Copy out all the data, word for word.
═════ Given information ═════
PR #470, opened 2020-07-31
removes newline chars from within tissue location string

allanbolipata:
This should get the sample data clinical to be made properly for helix filters, but let's discuss https://github.com/mskcc/LimsRest/issues/137 before we merge this in.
═════
> Exercise result:
PR #470, opened 2020-07-31
removes newline chars from within tissue location string

allanbolipata:
This should get the sample data clinical to be made properly for helix filters, but let's discuss https://github.com/mskcc/LimsRest/issues/137 before we merge this in.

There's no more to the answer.